What use can be made of the large photographing planes that have been
developed during the war to such a degree of perfection? In peace times
they will have many interesting duties awaiting them. The motion picture
producers will no doubt employ them very widely. Flying over our country
from end to end they will bring back wonderful panoramic views. They
will explore the beauties of the Yukon and show us the peaks of the
Rockies in all their majestic grandeur. They will be taken to other
continents and sent on photographing flights into regions that have
scarcely been trod by human feet, and they will bring home to us
remarkable views of jungles where wild animals roam. Pictures which the
motion picture man of to-day with his camera has often risked his life
to secure, the nimble photographing plane will secure with the utmost
ease.

And that suggests another possible rôle of the airplane in times of
peace: that of exploration. As we think of Peary, pushing with his
valiant party across the ice fields of the far North, struggling month
after month to attain his goal, and returning to the same hard effort
each time his expedition failed, we cannot help wishing for his sake
that the airplane had reached its present state of development when his
difficult undertaking of finding the North Pole began. Who knows but
that Peary the pilot might have attained his objective many years before
he did, providing of course he had had a machine of the modern type to
fly in. Certainly one of the coming uses of the airplane will be that of
penetrating into unknown quarters of the earth. Acting on the
information which we can thus obtain we may be able to open up new
stores of wealth and new territories to man.
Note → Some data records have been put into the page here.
PR #8, opened 2020-07-07
Plenty 250 variations

RimantasAdeoWeb:


src/Wrapper/Variation.php
```diff
@@ -0,0 +1,219 @@
...
+    private $id;
+
+    /** @var int */
+    private $itemId;
+
+    /** @var string[] */
+    private $barcodes = [];
+
+    /** @var array */
+    private $categories = [];
```
TheKeymaster, line 54: This should be an array of `\FINDOLOGIC\Export\Data\Attribute`.

src/Wrapper/Variation.php
```diff
@@ -0,0 +1,219 @@
...
+                continue;
+            }
+
+            foreach ($category->getDetails() as $categoryDetail) {
+                if (strtoupper($categoryDetail->getLang()) !== strtoupper($this->config->getLanguage())) {
+                    continue;
+                }
+
+                $this->categories[] = [
+                    'categoryId' => $variationCategory->getCategoryId(),
```
TheKeymaster, line 123: We do not need the category id.

src/Wrapper/Variation.php
```diff
@@ -0,0 +1,219 @@
...
+                    'name' => $categoryDetail->getName(),
```
TheKeymaster, line 124: The category should be exported as a libflexport `Attribute` with the key `cat`.

src/Wrapper/Variation.php
```diff
@@ -0,0 +1,219 @@
...
+                    'url' => $categoryDetail->getPreviewUrl()
```
TheKeymaster, line 125: The url here should be set as a libflexport `Attribute` with the key `cat_url`.

src/Wrapper/Variation.php
```diff
@@ -0,0 +1,219 @@
...
+                ];
+            }
+        }
+    }
+
+    private function processPrices(): void
+    {
+        foreach ($this->variationEntity->getVariationSalesPrices() as $variationSalesPrice) {
+            $this->prices[] = [
+                'price_id' => $variationSalesPrice->getSalesPriceId(),
```
TheKeymaster, line 135: This should be exported as `Property` with the name `price_id`.

src/Wrapper/Variation.php
```diff
@@ -0,0 +1,219 @@
...
+                'price' => $variationSalesPrice->getPrice()
```
TheKeymaster, line 136: You may want to set this as a libflexport `Price`, or a `float`.

There is

* `Item::addPrice` Requires a `float`.
* `Item::setPrice`. Requires a `Price` object. 

You can choose whatever you prefer here.

src/Wrapper/Variation.php
TheKeymaster: Also see my other comments. It may make sense to have `$attributes` and `$properties`, which hold all sorts of attributes and properties like that:

```php
private $attributes = [];

// . . .

someMethod()
{
    $this->attributes[] = new Attribute('cat', ['whatever']);
}
```

src/Wrapper/Variation.php
```diff
@@ -0,0 +1,219 @@
...
+            // @codeCoverageIgnoreEnd
+        }
+
+        foreach ($this->variationEntity->getVariationAttributeValues() as $variationAttributeValue) {
+            $attribute = $attributes->findOne(['id' => $variationAttributeValue->getAttributeId()]);
+            if (!$attribute) {
+                continue;
+            }
+
+            $this->attributes[] = [
```
TheKeymaster, line 158: Add this like that:

```php
$this->attributes[] = new Attribute(
    $variationAttributeValue->getAttribute()->getBackendName(),
    [$variationAttributeValue->getAttributeValue()->getBackendName()]
);
```

tests/Exporter/ExporterTest.php
```diff
@@ -311,4 +321,45 @@ private function getExpectedCsvItems(): array
 
         return [$csvItem1, $csvItem2, $csvItem3, $csvItem4, $csvItem5, $csvItem6];
     }
+
+    private function setupRegistryMockReturns(WebStore $webStore, int $variationsCount)
```
TheKeymaster, line 325: `setupRegistryMockReturns` => `setupRegistryMock`

TheKeymaster: Missing return type hint.

tests/Exporter/ExporterTest.php
```diff
@@ -311,4 +321,45 @@ private function getExpectedCsvItems(): array
...
+            $properties,
+            $units,
+        ];
+
+        for ($i = 0; $i < $variationsCount; $i++) {
+            $returnsQueue[] = $categories;
+            $returnsQueue[] = $attributes;
+        }
+
+        call_user_func_array(
```
TheKeymaster, line 360: Why are you not calling it directly? Are there any issues when doing so?

tests/Wrapper/VariationTest.php
```diff
@@ -0,0 +1,107 @@
...
+        $this->exporterMock = $this->getMockBuilder(CsvFileExporter::class)
+            ->setMethodsExcept(['createItem'])
+            ->disableOriginalConstructor()
+            ->getMock();
+
+        $this->defaultConfig = $this->getDefaultConfig();
+        $this->defaultConfig->setLanguage('en');
+    }
+
+    public function testThing(): void // TODO: rename
```
TheKeymaster, line 57: Umm.. yeah :sweat_smile:

src/Wrapper/Variation.php
```diff
@@ -0,0 +1,219 @@
...
+use FINDOLOGIC\PlentyMarketsRestExporter\Config;
+use FINDOLOGIC\PlentyMarketsRestExporter\Registry;
+use FINDOLOGIC\PlentyMarketsRestExporter\Response\Collection\AttributeResponse;
+use FINDOLOGIC\PlentyMarketsRestExporter\Response\Collection\CategoryResponse;
+use FINDOLOGIC\PlentyMarketsRestExporter\Response\Entity\ItemVariation;
+
+class Variation
+{
+    /** @var Item */
+    private $item;
```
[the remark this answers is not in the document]
RimantasAdeoWeb: I will also remove the exporter from the constructor argument as the only thing it did was create the item.

tests/Exporter/ExporterTest.php
RimantasAdeoWeb: Just so I can pass the arguments as an array.

RimantasAdeoWeb: Just so I can pass the arguments as an array.

src/Wrapper/Variation.php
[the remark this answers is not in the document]
TheKeymaster: :+1:

tests/Exporter/ExporterTest.php
TheKeymaster: Ah I see. Ok then :).

src/Wrapper/Variation.php
RimantasAdeoWeb: I don't really understand the how and why of this - the Item is not accessible in the variations wrapper.

src/Wrapper/Variation.php
RimantasAdeoWeb: Is there a need for the separate categories array then? Do I just do it like this then:
```
$this->attributes[] = new Attribute('cat', [$categoryDetail->getName()]);
$this->attributes[] = new Attribute('cat_url', [$categoryDetail->getPreviewUrl()]);
```
?

TheKeymaster: Yes that was actually the plan.

src/Wrapper/Variation.php
TheKeymaster: Yes but in the Product wrapper we need to get this information and set it. Here we are already adding it but you can choose weither to do that with a `float` or the `Price` object from libflexport. Both can be consumed by libflexport at a later point.

src/Wrapper/Variation.php
RimantasAdeoWeb: Hm, is it even necessary at all? All it is is a number and if we separate it from the price, is there really a point in indexing it for search?

TheKeymaster: Properties just give additional information about the product. Since the current exporter also exported it, we will also export it. When we are done with the entire rewrite, we want to have the same export file as the current one.

RimantasAdeoWeb:
```
private function processPrices(): void
    {
        $priceIdProperty = new Property('price_id');
        foreach ($this->variationEntity->getVariationSalesPrices() as $variationSalesPrice) {
            $priceIdProperty->addValue((string)$variationSalesPrice->getSalesPriceId());
            $this->prices[] = $variationSalesPrice->getPrice();
        }

        $this->properties[] = $priceIdProperty;
    }
```

In the second foreach iteration it throws an error on addValue() saying 'Property "price_id" already has a value for usergroup "".'
Do I use the priceId itself as a fake usergroup just so I can add the value? Seems very hacky.

TheKeymaster: As I wrote on YouTrack, please use the price_id of the main variant.

RimantasAdeoWeb: That's not what I was asking about. A single variation can have multiple price_ids and I can't add multiple values to the price_id property without specifying different usergroups to go with the values. Do I use the price_ids themselves as fake usergroups or concatenate all the price_ids before setting them on the property? Or is there a difference at all?

TheKeymaster: A usergroup is not here to allow the same values for the same key e.g. `price_id`. In fact for CSV always "no usergroup" will be used `\FINDOLOGIC\Export\CSV\CSVItem::buildProperties`, so you can add them with additional usergroups, but only the "no usergroup" property will show up in the generated CSV file.

Even if the main variation has multiple `price_ids`, we will just use the first one for now. We may have to change that in a future story, but currently this data is not really important for most customers anyway.

src/Response/Entity/WebStore/Configuration.php
```diff
@@ -0,0 +1,1274 @@
...
+    public function getFeedbackCustomerNameVisibility(): ?int
+    {
+        return $this->feedbackCustomerNameVisibility;
+    }
+
+    public function getUrlTrailingSlash(): ?int
+    {
+        return $this->urlTrailingSlash;
+    }
+}
```
TheKeymaster, line 1274: Such a big class, only containing data. Thanks plenty for not splitting that stuff up...

tests/Wrapper/VariationTest.php
```diff
@@ -0,0 +1,86 @@
...
+
+        $wrapper = new VariationWrapper(
+            $this->defaultConfig,
+            $this->registryMock,
+            $variationEntity
+        );
+
+        $wrapper->processData();
+
+        $this->assertEquals(true, $wrapper->isMain());
```
TheKeymaster, line 62: `$this->assertEquals(true, ...` => `$this->assertTrue(...)`

src/Response/Entity/WebStore/Configuration.php
```diff
@@ -0,0 +1,1274 @@
...
+        $this->attributeVariantCheck = $this->getIntProperty('attributeVariantCheck', $data);
+        $this->attributeSelectDefaultOption = $this->getIntProperty('attributeSelectDefaultOption', $data);
+        $this->urlItemCategory = $this->getStringProperty('urlItemCategory', $data);
+        $this->urlItemContent = $this->getStringProperty('urlItemContent', $data);
+        $this->urlTitleItemName = $this->getStringProperty('urlTitleItemName', $data);
+        $this->urlTitleItemContent = $this->getStringProperty('urlTitleItemContent', $data);
+        $this->urlNeedle = $this->getStringProperty('urlNeedle', $data);
+        $this->urlFileExtension = $this->getStringProperty('urlFileExtension', $data);
+        $this->urlLinking = $this->getStringProperty('urlLinking', $data);
+        $this->languageList = $this->getStringProperty('languageList', $data);
```
TheKeymaster, line 421: Please explode here directly. Anyone getting the language list, is probably converting it to an array at some point anyway, as without it it'd be pretty much useless.

tests/Response/Collection/WebStoreResponseTest.php
```diff
@@ -48,7 +48,7 @@ private function getDefaultWebStoreConfiguration(): array
             'urlNeedle' => '-',
             'urlFileExtension' => '/',
             'urlLinking' => 'absolute',
-            'languageList' => 'de, en',
+            'languageList' => ['de', 'en'],
```
TheKeymaster, line 51: Why was this changed? The response from the API shouldn't have changed and the parser should still be able to work with this format.

RimantasAdeoWeb: This method here is used in some test as the expected result of the parser, that's why I changed it here. The parser works fine with the old one as well and there are tests that cover that case.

The enormous boom that has been given to aircraft production by the war
ought to have at least one happy result in peace times: it should reduce
the cost of the airplane. When that is brought within the means of the
average prosperous citizen, we may expect to see flying become a popular
sport. The man who now sets forth on a cross country pleasure trip in
his automobile, will find still greater enjoyment in a cross country
flight. High above the dusty country roads, he will be able to skim
happily through the blue, enjoying his isolation and able to gaze out
for many miles in all directions over the beautiful panorama of the
earth. The plane which he pilots will no doubt be so designed as to
possess unusual stability. It will to a large extent be "fool proof."
Its owner will enjoy the comfortable feeling which comes from a sense of
security, and at the same time will have all the delightful sensations
of an adventurer in the clouds. He will find the air at high altitudes
invigorating, and so he will gain in health as he never could have done
by motoring over the solid earth.

When men take to flying in large numbers no doubt we will have to have
some sort of traffic regulations of the sky, but these will never need
to be so strict as upon the ground, for the air is not a single track
but a wide, limitless expanse, in which airplanes can fly in many
directions and at many altitudes. There will never be any need of
passing to the left of the machine ahead of you or signaling behind that
you are slowing down; for ten chances to one you will never encounter
another plane directly in your line of flight, and if you do it will be
a simple matter to dive below or climb over him, continuing your journey
in a higher stratum of air. There will probably be laws controlling
flights over cities and communities, where an accident to the flier
might endanger the lives below. What is likely to happen is that certain
"highways" of the air will be established legally, extending in many
directions over the country. In these directions the private airman will
be permitted to fly for pleasure, while at certain intervals along the
routes public landing grounds will be maintained.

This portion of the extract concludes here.